So in general, i went with values in lists. The RDF users won't see any difference, but I expected JSON users would prefer to always expect a list even if there's occasionally only one element in it.

what happens if an image is created via the combination of various imaging techniques?

Definitely agreed that a multi-answer is possible.

I expected JSON users would prefer to always expect a list even if there's occasionally only one element in it

This is a good point.

I expected JSON users would prefer to always expect a list even if there's occasionally only one element in it

Noting that this would be a good rule to enshrine in any profile you make if you want to enforce it for your user base, since it's more restrictive than base RO-Crate

And on fact this contradicts the "compact" requirement.
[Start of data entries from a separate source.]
PR #235, opened 2021-01-12
Introduce IgnoreAny to be able to ignore more than one type of error

muvaf:

I needed this to be able to append more `ErrorIs` functions to generated call from another file. I think even the original `Ignore` could be deprecated since this one covers it as well but I know it's used in many places so I kept it. Let me know of your thoughts about whether we should deprecate it and use this everywhere instead.

I have:

Unit tests.


hasheddan (approved):
LGTM :+1: I would be fine with deprecating `Ignore`

negz:
I'd slightly prefer to keep the original `Ignore`. It's simple enough that I don't think it's a maintenance burden to keep, and `IgnoreAny` as a name makes more sense when you actually pass more than one error.

PR #240, opened 2021-01-28
Support additional ProviderConfig cred sources and provide tooling for extraction

### LINKED ISSUE #236: Support Filesystem and Environment CredentialsSource in ProviderConfig

Crossplane providers all currently support a `ProviderConfig` type that specifies how the provider should obtain credentials for a given reconcile operation. These `ProviderConfig`s typically embed the [ProviderConfigSpec](https://github.com/crossplane/crossplane-runtime/blob/c674db318cdb5bd326bab5595fd94fa11293cb3a/apis/common/v1/resource.go#L178) struct, which has common credentials sources, such as `Secret`, `InjectedIdentity`, and `None`. However, there are other ways that credentials may be injected into a provider `Pod` that do not currently fall into these categories. While providers are not required to implement this exact `ProviderConfigSpec`, it should include common credentials sources to allow for more providers to use it directly.

Two of the most common sources for credentials are injection in the container's filesystem and setting of environment variables. These may be done directly using something like [`ContollerConfig`](https://doc.crds.dev/github.com/crossplane/crossplane/pkg.crossplane.io/ControllerConfig/v1alpha1@v1.0.0), or by an external system, such as the [Vault agent's mutating webhook](https://learn.hashicorp.com/tutorials/vault/agent-kubernetes). The `ProviderConfigSpec` should support `CredentialsSource` of `Filesystem` and `Environment` for these use-cases, as well as embed `fs` and `env` structs for specifying how to extract the credentials. Examples for each are shown below:
```yaml
apiVersion: aws.crossplane.io/v1beta1
kind: ProviderConfig
metadata:
  name: from-fs
spec:
  credentials:
    source: Filesystem
    fs:
      path: /crossplane/secrets/aws-creds.txt
---
apiVersion: aws.crossplane.io/v1beta1
kind: ProviderConfig
metadata:
  name: from-env
spec:
  credentials:
    source: Environment
    env:
      name: MY_AWS_CREDS
``` 

`crossplane-runtime` should also provide common functions for extracting these values, such that the `Connect` methods can be simplified for reconciliation loops written in each provider. This would likely take the form of an engine that accepted a `ProviderConfigSpec` and had handlers for extracting `Filesystem`, `Environment`, and `Secret` credentials sources, then accepted additional handlers for provider-specific sources, such as `InjectedIdentity`, or overriding the previously mentioned handlers.

One area this design is still slightly rough is when a provider wants to go outside the bounds of the common `ProviderConfigSpec` functionality. A good example of this is if a `provider-aws` user wanted to use an injected SA token for IRSA for two separate roles (see example [here](https://github.com/aws/amazon-eks-pod-identity-webhook/issues/32#issuecomment-588113740)). It would be nice to be able to provide a custom struct such as `irsaOverrides`:

```yaml
apiVersion: aws.crossplane.io/v1beta1
kind: ProviderConfig
metadata:
  name: other-irsa
spec:
  credentials:
    source: InjectedIdentity
    irsaOverrides:
      awsRoleArnEnvVar: AWS_ROLE_ARN_WEST
```

However, this would not be possible with the current `ProviderConfigSpec` if used directly (this is not a new restriction, but rather the current status of the `ProviderConfigSpec` design). As mentioned above, there is always the opportunity for a provider to not use the `ProviderConfigSpec`, but it is highly encouraged. Options to make this a more seamless experience could be to mix and match source and struct:

```yaml
apiVersion: aws.crossplane.io/v1beta1
kind: ProviderConfig
metadata:
  name: other-irsa
spec:
  credentials:
    source: InjectedIdentity
    env:
      name: AWS_ROLE_ARN_2 # provider-aws knows this overrides AWS_ROLE_ARN when InjectedIdentity is specified
```

Or to encourage only the embedding of the [`ProviderCredentials` struct](https://github.com/crossplane/crossplane-runtime/blob/c674db318cdb5bd326bab5595fd94fa11293cb3a/apis/common/v1/resource.go#L204), have that passed to the aforementioned "handler engine", then allow the provider to define other fields in the spec:

```yaml
apiVersion: aws.crossplane.io/v1beta1
kind: ProviderConfig
metadata:
  name: other-irsa
spec:
  credentials:
    source: InjectedIdentity
  irsaOverrides: # note this now lives at same level as credentials in the spec as opposed to nested under it
    awsRoleArnEnvVar: AWS_ROLE_ARN_WEST
```

I think this model would be my preference, and could be done without actually impacting the current API of `ProviderConfig` in each provider.

cc @negz @muvaf @kasey @prasek

hasheddan:

To allow for more flexible credential methods, we provide common
selectors but do not enforce source enum or restrict from adding
additional selectors. The CredentialsSelectors are meant to be emdbedded
inline in a ProviderConfig's spec.credentials object.

Fixes #236 

I have:

Unit testing is present, but will link to usage in an existing provider so the changes required to consume can be observed before moving forward.


apis/common/v1/resource.go
```diff
@@ -161,55 +161,31 @@ type ResourceStatus struct {
...
-// A ProviderSpec defines the common way to get to the necessary objects to
-// connect to the provider.
-// Deprecated: Please use ProviderConfigSpec.
-type ProviderSpec struct {
-	// CredentialsSecretRef references a specific secret's key that contains
-	// the credentials that are used to connect to the provider.
-	// +optional
-	CredentialsSecretRef *SecretKeySelector `json:"credentialsSecretRef,omitempty"`
+// CredentialsSelectors provides common selectors for extracting credentials.
+type CredentialsSelectors struct {
```
hasheddan, line 165: maybe just:
```suggestion
type CredentialSelectors struct {
```

pkg/resource/providerconfig.go
```diff
@@ -46,6 +56,119 @@ func IsMissingReference(err error) bool {
...
+// WithOverride constructs a new HandlerOverride.
+func WithOverride(key string, handler ExtractionHandlerFn) *HandlerOverride {
+	return &HandlerOverride{
+		key:     key,
+		handler: handler,
+	}
+}
+
+// NewProviderConfigCredentialExtractor returns a new credential extractor for ProviderConfigs.
+func NewProviderConfigCredentialExtractor(client client.Client, overrides ...*HandlerOverride) *ProviderConfigCredentialExtractor {
```
hasheddan, line 149: we pass the client here so that we can have `ExtractSecretFn` be registered by default, but it does feel kind of weird.

pkg/resource/providerconfig.go
```diff
@@ -46,6 +56,119 @@ func IsMissingReference(err error) bool {
...
+type ExtractionHandlerFn func(ctx context.Context, c interface{}) ([]byte, error)
+
+// EnvLookupFn looks up an environment variable.
+type EnvLookupFn func(string) string
+
+// OsEnvLookup looks up an environment variable from the OS.
+func OsEnvLookup(s string) string {
+	e, _ := os.LookupEnv(s)
+	return e
+}
```
negz, line 75: As far as I can tell this function is identical to `os.Getenv`. Could we use that instead?

apis/common/v1/resource.go
```diff
@@ -161,55 +161,31 @@ type ResourceStatus struct {
...
-	Credentials ProviderCredentials `json:"credentials"`
+// EnvSelector selects an environment variable.
+type EnvSelector struct {
+	// Name is the name of an environment variable.
+	Name string `json:"name,omitempty"`
 }
 
-// A CredentialsSource is a source from which provider credentials may be
-// acquired.
-type CredentialsSource string
```
negz, line 185: Per our discussion yesterday, I still prefer to keep this as an enum for UX purposes. Perhaps a good compromise would be to:

1. Keep this type definition here, along with a few of the most common credential sources that providers may (optionally) choose to support.
2. Remove the generic `ProviderConfigSpec`, and instead have each provider implement their own.
3. Define standard `EnvSelector`, `FsSelector`, `SecretKeySelector` etc structs here that providers may also choose to support.
4. Define simple helper functions for each type - i.e. a type that takes a `SecretKeySelector` and a client and returns the secret data. These functions wouldn't be attempting to satisfy a consistent type or interface - providers would be responsible for switching on the CredentialsSource and calling the appropriate function with the appropriate inputs (i.e. the appropriate selector struct).

apis/common/v1/resource.go
```diff
@@ -161,55 +161,31 @@ type ResourceStatus struct {
...
-// provider config may embed this type in its spec in order to support standard
-// fields. Provider configs may choose to avoid embedding this type as
-// appropriate, but are encouraged to follow its conventions.
-type ProviderConfigSpec struct {
-	// Credentials required to authenticate to this provider.
-	Credentials ProviderCredentials `json:"credentials"`
+// EnvSelector selects an environment variable.
+type EnvSelector struct {
+	// Name is the name of an environment variable.
+	Name string `json:"name,omitempty"`
```
negz, line 182: Should these be omitempty?

apis/common/v1/resource.go
hasheddan: @negz I think we can still have the advantages the enum provides with the approach I have here by letting each provider define their `Source` as an enum of the types they support, right? This makes it such that we can still provide the default handlers and avoid forcing provider authors to implement their own switch. More info here https://github.com/crossplane/crossplane-runtime/issues/236#issuecomment-769062449

apis/common/v1/resource.go
hasheddan: Nope! Thanks for catching!

pkg/resource/providerconfig.go
hasheddan: It serves the exact same purpose, just makes it more testable. I could be convinced to remove it and set the env var in the test directly if desired.

hasheddan: Either way, it should be updated to just return `os.GetEnv` rather than using `os.LookupEnv`, but I like the quality of wrapping it nonetheless.

apis/common/v1/resource.go
hasheddan: @negz I opened a PR to show how this would look on a ProviderConfig CRD in practice. I think my extractors are going to have to be modified at least partially because we are going to have to pass a different struct for those defined as defaults vs additional selectors added by provider implementation, but the source enum works pretty well IMO. Let me know your thoughts https://github.com/crossplane/provider-aws/pull/518/files#diff-1201d66f172379e6b70b7ffed32ee04906876a8c748c6397e278ee3bf933e28aR107

negz: Thanks - that illustration helps a lot. This approach LGTM, though I'd suggest we define the `CredentialsSource` type and the common sources (none, secret, env, fs) in this package, rather than defining them in each provider given that AFAICT all providers will be expected to know about those sources (because they embed CredentialsSelectors). Each provider could still define and use additional sources.

pkg/resource/providerconfig.go
```diff
@@ -46,6 +56,119 @@ func IsMissingReference(err error) bool {
...
 }
 
+// A CredentialExtractor extracts a provider's credentials.
+type CredentialExtractor interface {
+	Extract(context.Context, string, interface{})
+}
+
+// An ExtractionHandlerFn is a function that can extract a specific type of
+// credentials.
+type ExtractionHandlerFn func(ctx context.Context, c interface{}) ([]byte, error)
```
negz, line 66: Does this take `interface{}` instead of `xpv1.CredentialsSelectors` because we expect that some `ExtractionHandlerFn` functions would be built using a different kind of struct as input? If so we might consider narrowing it down a bit by using our own interface. e.g.:

```go
type CredentialSelector interface {
    // A dummy method that types can implement to indicate they're a credential selector.
    CredentialSelector() bool
}
```

I think this could help with readability/code documentation.

pkg/resource/providerconfig.go
```diff
@@ -46,6 +56,119 @@ func IsMissingReference(err error) bool {
...
+			"Filesystem":  ExtractFsFn(afero.NewOsFs()),
+			"Environment": ExtractEnvFn(OsEnvLookup),
+			"Secret":      ExtractSecretFn(client),
+		},
+	}
+	for _, o := range overrides {
+		o.Override(e.handlers)
+	}
+	return e
+}
```
negz, line 161: This seems like a bit of a roundabout way to build and return a map of handlers. Presuming we want to be able to extend the base set of handlers perhaps it would be more straightforward to go with something like:

```go
type ProviderConfigCredentialHandlers map[CredentialsSource]ExtractionHandlerFn

func NewProviderConfigCredentialHandlers(c client.Client) ProviderConfigCredentialHandlers {
	return ProviderConfigCredentialHandlers{
		CredentialsSourceFs:  ExtractFsFn(afero.NewOsFs()),
		CredentialsSourceEnv: ExtractEnvFn(OsEnvLookup),
		CredentialsSourceSecret:      ExtractSecretFn(c),
	},
}
```

For the caller this would look like:

```go
h := NewProviderConfigCredentialHandlers(client)
h[CredentialsSourceCustom] = ExtractCustomFn()
```

Or if you want to keep the ability to do it all in one call you might consider reducing the `HandlerOverride` to a simple struct - e.g.

```go
type ProviderConfigCredentialHandlers map[CredentialsSource]ExtractionHandlerFn

type Handler struct {
	Source CredentialsSource
	Fn ExtractionHandlerFn
}

func NewProviderConfigCredentialHandlers(c client.Client, h ...Handler) ProviderConfigCredentialHandlers {
	hds := ProviderConfigCredentialHandlers{
		CredentialsSourceFs:  ExtractFsFn(afero.NewOsFs()),
		CredentialsSourceEnv: ExtractEnvFn(OsEnvLookup),
		CredentialsSourceSecret:      ExtractSecretFn(c),
	},
	for _, hd := range h {
		hds[hd.Source] = hd.Fn
	}
	return hds
}
```

pkg/resource/providerconfig.go
hasheddan: Good point, didn't see that until I updated to `os.Getenv` from `os.LookupEnv` :+1:

apis/common/v1/resource.go
hasheddan: That sounds fine to me :+1:

pkg/resource/providerconfig.go
hasheddan: I ended up just passing the `CommonCredentialSelectors` to the builder functions, which feels a little weird, but enables folks to define their custom functions with other struct types as well without having to use the interface method defined above. Would be interested to hear if you have a preference one way or the other?

pkg/resource/providerconfig.go
hasheddan: I ended up with this, which feels kind of like we are wrapping a map for no reason, but I do like the idea of being able to substitute a different extractor in the future if needed:

```
// ProviderConfigCredentialExtractor extracts credentials as specified by a ProviderConfig.
type ProviderConfigCredentialExtractor map[xpv1.CredentialsSource]ExtractionHandlerFn

// NewProviderConfigCredentialExtractor returns a new credential extractor for ProviderConfigs.
func NewProviderConfigCredentialExtractor(client client.Client, c xpv1.CommonCredentialSelectors) ProviderConfigCredentialExtractor {
	return ProviderConfigCredentialExtractor{
		xpv1.CredentialsSourceFilesystem:  ExtractFsFn(afero.NewOsFs(), c),
		xpv1.CredentialsSourceEnvironment: ExtractEnvFn(os.Getenv, c),
		xpv1.CredentialsSourceSecret:      ExtractSecretFn(client, c),
	}
}

// Register adds additional handlers to the extractor.
func (p ProviderConfigCredentialExtractor) Register(source xpv1.CredentialsSource, fn ExtractionHandlerFn) {
	p[source] = fn
}

// Extract extracts credentials as specified by a ProviderConfig.
func (p ProviderConfigCredentialExtractor) Extract(ctx context.Context, source xpv1.CredentialsSource) ([]byte, error) {
	fn, ok := p[source]
	if !ok {
		return nil, errors.Errorf(errNoHandlerForSourceFmt, source)
	}
	return fn(ctx)
}
```

Thoughts?

hasheddan: Been thinking about / experimenting with this more and I think I am leaning more towards just putting these common sources in a `switch` statement in something like `CommonSourceExtactor(source xpv1.CredentialsSource, client client.Client)`, then allowing consumers to use it directly if they only use the common methods, or otherwise just make it the `default` in their larger `switch`:

```
switch s := pc.Spec.Credentials.Source; s { //nolint:exhaustive
	case v1beta1.CredentialSourceCustomOne:
		// handle custom source one
	case v1beta1.CredentialSourceCustomTwo:
		// handle custom source two
	default:
		resource.CommonSourceExtractor(s, client)
	}
```

They could override one of the common extractors by having a separate case for it earlier in the `switch`, or just support the extraction methods directly by using the individual ones embedded in `resource.CommonSourceExtractor`.

hasheddan:
@negz I need to clean up commit history but should be ready to go otherwise :+1:

apis/common/v1/resource.go
```diff
@@ -198,20 +179,44 @@ const (
...
-// ProviderCredentials required to authenticate.
-type ProviderCredentials struct {
-	// Source of the provider credentials.
-	// +kubebuilder:validation:Enum=None;Secret;InjectedIdentity
-	Source CredentialsSource `json:"source"`
+// CommonCredentialSelectors provides common selectors for extracting
+// credentials.
+type CommonCredentialSelectors struct {
+	// Fs is a reference to a filesystem location that contains credentials that
+	// must be used to connect to the provider. +optional
```
negz, line 196: Looks like the `+optional` tags got wrapped here.

pkg/resource/providerconfig.go
```diff
@@ -46,6 +55,50 @@ func IsMissingReference(err error) bool {
...
+// CommonCredentialExtractor extracts credentials from common sources.
+func CommonCredentialExtractor(ctx context.Context, source xpv1.CredentialsSource, client client.Client, selector xpv1.CommonCredentialSelectors) ([]byte, error) {
+	switch source { // nolint:exhaustive
+	case xpv1.CredentialsSourceEnvironment:
+		return ExtractEnv(ctx, os.Getenv, selector)
+	case xpv1.CredentialsSourceFilesystem:
+		return ExtractFs(ctx, afero.NewOsFs(), selector)
+	case xpv1.CredentialsSourceSecret:
+		return ExtractSecret(ctx, client, selector)
+	}
```
negz, line 98: Should we add a case for `None` that just does nothing (i.e. doesn't return creds or an error)?

negz (approved):

pkg/resource/providerconfig.go
hasheddan: I was a little concerned with whether we would want to return `nil` bytes with `nil` error if users were just passing that along to some sort of client constructor. They could always override though so it is likely fine.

joshmoore · 2024-07-11T13:13:46Z

dev3/2024-07-02/example-metadata/min-specimen-biosample.json

+            "acquisition_method": [
+                "_:b0"
+            ],
+            "preparation_method": [


Another synatic point: I imagine the wider audience for these would prefer embedded blank nodes rather than references.

While i 100% agree and much prefer embedded (not sure what to call non-flattened), compacted json-ld, the RO-Crate standard asks for flattened:

The RO-Crate Metadata File MUST contain RO-Crate JSON-LD; a valid [JSON-LD 1.0](https://www.w3.org/TR/2014/REC-json-ld-20140116/) document in [flattened](https://www.w3.org/TR/json-ld/#flattened-document-form) and [compacted](https://www.w3.org/TR/json-ld/#compacted-document-form) form

from: https://www.researchobject.org/ro-crate/specification/1.1/structure.html

Maybe the flattened structure less of a hard requirement than it being JSON-LD (JSON-LD libraries shouldn't have issues converting between the different profiles) but i went with flattened being a hard requirement just in case. Would be worth investigating further.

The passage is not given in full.